I hate the Aeron. The Leap is definitely more comfortable for me. Making it
ideal for the extra long days.

What bugs me the most about my Aeron is that it has a spring recline/rock and
the seat feels overly shallow. I have a size B chair (fully loaded with every
option available) and I'm barely over 5 feet. Those are my biggest gripes.

The Leap reclines, this is my favorite feature. It doesn't rock or have a
spring like mechanism. The seat shallowness is adjustable too.

For a desk, I currently have an Anthro Standard Fit, but I'm upgrading to a
sit/stand desk shortly.

------
steven5158
I think Aeron is the best and definitely worth it.

The best write up I've seen explaining the pro's and con's of an Aeron is
here:
[http://www.amazon.com/review/R1MUWGLPM341EB/](http://www.amazon.com/review/R1MUWGLPM341EB/)

I was also doing this research and definitely Aeron is the way to go. My other
chair after sitting in it for hours caused my lower back to hurt so bad. If
you sit for hours on end working like most of us here, Aeron is the only
choice you can be sure to cure lower back pain.

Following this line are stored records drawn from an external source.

Issue #3419, opened 2016-12-16
`cargo check` fails oddly on binaries


alexcrichton:
Not entirely sure what's going on here....

```
// Cargo.toml
[package]
name = "lib"
version = "0.1.0"
authors = []

[dependencies]
rustc-serialize = "*"

// src/lib.rs
extern crate rustc_serialize;

use rustc_serialize::Decodable;

pub fn take<T: Decodable>() {}

// src/main.rs
extern crate rustc_serialize;

extern crate lib;

#[derive(RustcDecodable)]
pub struct Foo;

fn main() {
    lib::take::<Foo>();
}
```

With that structure:

```
$ cargo check
    Updating registry `https://github.com/rust-lang/crates.io-index`
   Compiling rustc-serialize v0.3.22
   Compiling lib v0.1.0 (file:///home/alex/code/lol)
error[E0277]: the trait bound `Foo: rustc_serialize::serialize::Decodable` is not satisfied
 --> src/main.rs:9:5
  |
9 |     lib::take::<Foo>();
  |     ^^^^^^^^^^^^^^^^ the trait `rustc_serialize::serialize::Decodable` is not implemented for `Foo`
  |
  = note: required by `lib::take`

error: aborting due to previous error

error: Could not compile `lib`.

To learn more, run the command again with --verbose.
```

@nrc mind taking a look?

nrc:
looking into this...

nrc:
This appears to be fixed by #3425. Will submit a PR with a test...

PR #3296, opened 2016-11-16
cargo check

nrc:
~~This is not finished - the big omission is no tests, and it needs some more testing too. It also requires https://github.com/rust-lang/rust/pull/37681.~~

However, this is my first non-trivial Cargo patch, so I'd like to get some early feedback.

r? @alexcrichton 

and cc @rust-lang/tools since this adds a new Cargo sub-command (although we have previously discussed and approved the idea in a tools meeting).

PR #13637, opened 2024-03-25
Remove unnecessary test

jhpratt:
This removes a test that is blocking rust-lang/rust#116016 from landing. @dtolnay suggested removing the test rather than allowing the relevant lints ([comment](https://github.com/rust-lang/rust/pull/116016#issuecomment-2016649022)).

> The failure is in https://github.com/rust-lang/cargo/blob/77506e57392d94450bb3ed52cf75e3263bbb2792/tests/testsuite/check.rs#L222-L285 which is a 7 year old test for [rust-lang/cargo#3419](https://github.com/rust-lang/cargo/issues/3419), which is from 2 days after the initial implementation of `cargo check` landed in nightly Cargo in [rust-lang/cargo#3296](https://github.com/rust-lang/cargo/pull/3296).
> 
> I would recommend just deleting the test from Cargo. The implementation of `cargo check` has matured enough since then and I don't see anything useful in that test.


weihanglo (approved):
Agree that we might not need the test. The original fix was like handling cargo check to correctly emit rmeta, which should be covered by other `cargo check` test nowadays.

PR #13638, opened 2024-03-25
Update book: Rust 1.77 changed the default behaviour on debug symbol stripping

alpitol:
[Rust 1.77](https://blog.rust-lang.org/2024/03/21/Rust-1.77.0.html#enable-strip-in-release-profiles-by-default) changed the default behaviour on debug symbols stripping. That change seems not to be yet updated to the book, which this PR fixes.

Make sure to get the lower lumbar support "Pad" not the "PostureFit" option.
The above link explains why PostureFit is more or less useless even though it
is a few bucks cheaper.

As for Desks, I love this stainless steel one, it's relatively cheap and looks
pretty awesome and easy to keep clean:
[http://www.ikea.com/us/en/catalog/products/S69871067/](http://www.ikea.com/us/en/catalog/products/S69871067/)

I've had both the chair and desk for years, and they still look brand new.

Hope that helps!

------
baconhigh
I _just_ bought a Herman Miller Aeron.. and made a big desk with trestle table
legs and a door.

It's by far the best chair I've ever had. Totally worth it. The desk is
exactly the height I want - the size I want.. because I made it so. :)

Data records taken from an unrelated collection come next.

PR #13639, opened 2024-03-25
Add `unknown-lints` lint

Muscraft:
This PR adds a lint for `unknown-lints` similar [`rustc::unknown-lints`](https://doc.rust-lang.org/rustc/lints/listing/warn-by-default.html#unknown-lints). This will help users know when they are passing something to `cargo` that `cargo` doesn't understand.

### DIFF
--- a/src/cargo/util/lints.rs
+++ b/src/cargo/util/lints.rs
@@ -1,5 +1,5 @@
 use crate::core::FeatureValue::Dep;
-use crate::core::{Edition, FeatureValue, Package};
+use crate::core::{Edition, FeatureValue, MaybePackage};
 use crate::util::interning::InternedString;
 use crate::{CargoResult, GlobalContext};
 use annotate_snippets::{Level, Renderer, Snippet};
@@ -57,6 +57,8 @@ fn rel_cwd_manifest_path(path: &Path, gctx: &GlobalContext) -> String {
         .display()
         .to_string()
 }
+
+const LINT_GROUPS: &[LintGroup] = &[RUST_2024_COMPATIBILITY];
 
 #[derive(Copy, Clone, Debug)]
 pub struct LintGroup {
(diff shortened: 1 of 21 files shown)


src/cargo/util/lints.rs
```diff
@@ -136,6 +138,121 @@ impl From<TomlLintLevel> for LintLevel {
...
+        .collect::<HashSet<_>>();
+
+    if let Some(lints) = original_toml
+        .workspace
+        .as_ref()
+        .map_or(&None, |ws| &ws.lints)
+    {
+        if let Some(cargo_lints) = lints.get("cargo") {
+            for (name, _) in cargo_lints.iter() {
+                let normalized_name = name.replace("-", "_");
```
epage, line 188: This is having me lean more towards normalizing earlier in the process

src/cargo/util/lints.rs
```diff
@@ -136,6 +138,121 @@ impl From<TomlLintLevel> for LintLevel {
...
+    let all_names = LINTS
+        .iter()
+        .map(|lint| lint.name)
+        .chain(LINT_GROUPS.iter().map(|group| group.name))
+        .collect::<HashSet<_>>();
+
+    if let Some(lints) = original_toml
+        .workspace
+        .as_ref()
+        .map_or(&None, |ws| &ws.lints)
```
epage, line 184: imo this should be treated as a separate "workspace" lint that is only subject to `workspace.lints` so we have consistency between virtual and real workspace packages.

tests/testsuite/lints_table.rs
```diff
@@ -763,7 +763,6 @@ fn cargo_lints_nightly_required() {
                 authors = []
 
                 [lints.cargo]
-                "unused-features" = "deny"
```
epage, line 766: Why were these here and why are they being removed?

ehuss:
r? epage
if you don't mind.

Muscraft:
Going to close in favor of #13837, as it contains the addition of an `unknown_lints`
lint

Go for the chair that fits you best - even if expensive. You're going to be
sitting in it for 8hrs+ a day, right?

------
deanfranks
Or get the best of both and get an Aeron lab stool and use with a sit/stand
desk. You can stand when you want to, and just pull up the stool to sit.

[http://www.hermanmiller.com/content/hermanmiller/english/pro...](http://www.hermanmiller.com/content/hermanmiller/english/products/solutions/healthcare/products/seating/stools.html)

------
guiambros
Not sure about the desk, but Herman Miller Aeron chair without a doubt.

Best acquisition I've made. Expensive at first, but with good care it can last
10+ years easy.

I've had a problem with mine recently ( _six_ years after purchase). The nice
folks from Herman Miller promptly replaced half of it, and took care of the
shipping both ways. They all come with a standard 10 yrs warranty when
purchased from an authorized dealer.

------
LarryMade2
I went with an adjustable sitting/standing GeekDesk and a economy adjustable
mesh back/memory foam seat chair. The desk was worth the money, it goes up and
down a few times a day, excellent when you need a high worktable; I feel
healthier for getting it. The chair, is quite comfortable but I've never sat
in an Aeron to know the difference I think I would have liked it to be full
mesh.

------
pdenya
I've sat in Aeron chairs and never been that impressed with them. I got my
ideal chair for $170 or so at Ikea and i'm incredibly happy with it. I have
one at home and one in the office now.

I'm not sure if there's a better desk ideal than the GeekDesk with the
motorized height adjustment.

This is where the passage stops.